▶ Records from a dataset
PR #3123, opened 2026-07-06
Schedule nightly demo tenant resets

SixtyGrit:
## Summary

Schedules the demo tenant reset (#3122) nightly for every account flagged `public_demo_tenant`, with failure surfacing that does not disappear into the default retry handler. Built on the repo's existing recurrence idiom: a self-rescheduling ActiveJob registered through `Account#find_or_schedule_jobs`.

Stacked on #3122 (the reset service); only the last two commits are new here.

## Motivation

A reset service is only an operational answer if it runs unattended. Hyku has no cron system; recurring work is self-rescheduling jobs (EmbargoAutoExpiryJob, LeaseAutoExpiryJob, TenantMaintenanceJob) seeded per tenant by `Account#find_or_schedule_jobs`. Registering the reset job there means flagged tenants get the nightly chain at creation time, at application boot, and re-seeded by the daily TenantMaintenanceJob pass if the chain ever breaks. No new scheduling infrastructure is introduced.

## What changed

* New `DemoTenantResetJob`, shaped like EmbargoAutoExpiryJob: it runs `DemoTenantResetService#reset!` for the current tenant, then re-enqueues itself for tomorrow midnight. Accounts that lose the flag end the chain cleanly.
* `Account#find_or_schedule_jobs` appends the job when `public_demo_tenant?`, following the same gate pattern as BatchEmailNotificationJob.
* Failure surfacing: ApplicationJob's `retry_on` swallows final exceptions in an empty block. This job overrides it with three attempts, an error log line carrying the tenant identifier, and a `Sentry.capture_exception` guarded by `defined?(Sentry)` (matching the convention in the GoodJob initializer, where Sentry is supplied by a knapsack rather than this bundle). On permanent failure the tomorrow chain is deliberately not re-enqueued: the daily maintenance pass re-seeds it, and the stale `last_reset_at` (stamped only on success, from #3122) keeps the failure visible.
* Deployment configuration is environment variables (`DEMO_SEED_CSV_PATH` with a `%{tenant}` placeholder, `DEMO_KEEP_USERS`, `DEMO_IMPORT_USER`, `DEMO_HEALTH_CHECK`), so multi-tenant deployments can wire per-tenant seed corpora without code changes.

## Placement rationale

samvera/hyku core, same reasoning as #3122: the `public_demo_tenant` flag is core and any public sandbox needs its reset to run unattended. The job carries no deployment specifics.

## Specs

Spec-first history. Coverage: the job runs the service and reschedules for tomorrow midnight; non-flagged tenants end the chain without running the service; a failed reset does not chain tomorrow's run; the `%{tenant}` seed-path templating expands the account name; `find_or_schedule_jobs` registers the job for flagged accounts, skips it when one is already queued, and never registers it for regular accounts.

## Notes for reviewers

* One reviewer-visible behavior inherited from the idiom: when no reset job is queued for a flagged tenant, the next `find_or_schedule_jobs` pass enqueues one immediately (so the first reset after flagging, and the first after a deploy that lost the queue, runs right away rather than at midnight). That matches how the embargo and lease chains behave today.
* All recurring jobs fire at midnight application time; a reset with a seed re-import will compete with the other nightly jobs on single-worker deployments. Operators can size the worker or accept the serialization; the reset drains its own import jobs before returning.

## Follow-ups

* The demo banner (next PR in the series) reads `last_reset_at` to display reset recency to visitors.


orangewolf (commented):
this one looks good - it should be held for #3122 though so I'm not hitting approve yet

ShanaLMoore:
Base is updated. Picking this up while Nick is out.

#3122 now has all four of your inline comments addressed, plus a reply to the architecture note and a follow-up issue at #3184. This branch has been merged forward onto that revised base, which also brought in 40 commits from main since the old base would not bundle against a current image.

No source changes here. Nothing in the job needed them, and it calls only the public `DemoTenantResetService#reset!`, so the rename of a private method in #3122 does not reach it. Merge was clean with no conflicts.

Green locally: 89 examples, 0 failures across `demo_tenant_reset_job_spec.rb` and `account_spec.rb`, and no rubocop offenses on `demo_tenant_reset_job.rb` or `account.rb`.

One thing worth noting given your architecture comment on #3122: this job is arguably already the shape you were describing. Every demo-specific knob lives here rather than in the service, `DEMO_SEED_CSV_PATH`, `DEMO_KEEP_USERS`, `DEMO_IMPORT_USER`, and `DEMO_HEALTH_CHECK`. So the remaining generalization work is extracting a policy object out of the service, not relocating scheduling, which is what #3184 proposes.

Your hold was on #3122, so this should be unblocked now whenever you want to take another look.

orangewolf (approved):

==

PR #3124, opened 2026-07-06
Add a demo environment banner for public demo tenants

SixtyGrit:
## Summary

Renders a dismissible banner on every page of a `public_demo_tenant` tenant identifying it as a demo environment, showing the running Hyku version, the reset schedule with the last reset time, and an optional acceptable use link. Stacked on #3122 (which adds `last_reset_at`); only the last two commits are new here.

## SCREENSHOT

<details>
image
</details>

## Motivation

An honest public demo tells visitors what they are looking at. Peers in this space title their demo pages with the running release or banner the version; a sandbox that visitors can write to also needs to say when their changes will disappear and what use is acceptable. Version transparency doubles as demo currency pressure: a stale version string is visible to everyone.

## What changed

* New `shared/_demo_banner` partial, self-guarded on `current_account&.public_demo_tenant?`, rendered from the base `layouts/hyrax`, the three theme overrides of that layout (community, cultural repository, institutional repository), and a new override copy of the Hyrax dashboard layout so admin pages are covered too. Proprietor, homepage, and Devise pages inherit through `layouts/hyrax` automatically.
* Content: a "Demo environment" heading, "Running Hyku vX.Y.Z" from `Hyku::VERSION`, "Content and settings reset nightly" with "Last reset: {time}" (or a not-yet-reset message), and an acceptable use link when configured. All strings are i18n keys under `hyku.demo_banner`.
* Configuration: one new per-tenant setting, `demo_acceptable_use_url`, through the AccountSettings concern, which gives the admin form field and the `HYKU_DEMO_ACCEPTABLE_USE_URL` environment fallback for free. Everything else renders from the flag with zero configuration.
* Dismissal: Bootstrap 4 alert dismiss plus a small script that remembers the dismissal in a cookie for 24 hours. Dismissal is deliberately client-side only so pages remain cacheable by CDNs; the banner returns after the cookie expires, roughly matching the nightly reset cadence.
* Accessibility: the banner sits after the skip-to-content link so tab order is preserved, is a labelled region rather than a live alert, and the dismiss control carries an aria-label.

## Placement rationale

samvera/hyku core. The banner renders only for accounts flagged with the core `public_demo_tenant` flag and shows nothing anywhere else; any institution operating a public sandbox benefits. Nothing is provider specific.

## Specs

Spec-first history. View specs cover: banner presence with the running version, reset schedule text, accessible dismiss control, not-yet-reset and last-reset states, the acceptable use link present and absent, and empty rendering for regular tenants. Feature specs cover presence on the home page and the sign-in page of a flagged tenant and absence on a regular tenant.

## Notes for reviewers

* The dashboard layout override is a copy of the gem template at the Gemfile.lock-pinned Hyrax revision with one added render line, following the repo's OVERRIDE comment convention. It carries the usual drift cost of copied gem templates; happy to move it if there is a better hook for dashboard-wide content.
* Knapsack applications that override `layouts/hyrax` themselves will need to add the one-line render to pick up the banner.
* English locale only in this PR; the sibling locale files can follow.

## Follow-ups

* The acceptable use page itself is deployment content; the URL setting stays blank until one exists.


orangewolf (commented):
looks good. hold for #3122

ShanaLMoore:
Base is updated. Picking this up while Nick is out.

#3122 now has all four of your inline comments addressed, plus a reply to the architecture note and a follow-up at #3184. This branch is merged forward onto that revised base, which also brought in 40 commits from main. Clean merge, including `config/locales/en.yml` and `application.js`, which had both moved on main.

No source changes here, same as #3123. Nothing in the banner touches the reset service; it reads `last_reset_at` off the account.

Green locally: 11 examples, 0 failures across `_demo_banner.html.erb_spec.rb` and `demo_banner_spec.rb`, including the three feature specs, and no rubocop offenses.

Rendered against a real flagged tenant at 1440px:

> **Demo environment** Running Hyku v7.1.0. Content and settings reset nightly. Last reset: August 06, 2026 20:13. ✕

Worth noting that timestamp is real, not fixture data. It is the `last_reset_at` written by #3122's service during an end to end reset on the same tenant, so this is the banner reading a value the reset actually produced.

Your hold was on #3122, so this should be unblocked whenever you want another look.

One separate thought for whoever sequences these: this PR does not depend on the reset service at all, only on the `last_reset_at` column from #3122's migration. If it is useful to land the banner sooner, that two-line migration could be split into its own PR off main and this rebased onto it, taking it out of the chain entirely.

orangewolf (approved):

▶ Work instructions
In the entries above, find each line that has the word "else". Copy it.

▶ Response
* Configuration: one new per-tenant setting, `demo_acceptable_use_url`, through the AccountSettings concern, which gives the admin form field and the `HYKU_DEMO_ACCEPTABLE_USE_URL` environment fallback for free. Everything else renders from the flag with zero configuration.
samvera/hyku core. The banner renders only for accounts flagged with the core `public_demo_tenant` flag and shows nothing anywhere else; any institution operating a public sandbox benefits. Nothing is provider specific.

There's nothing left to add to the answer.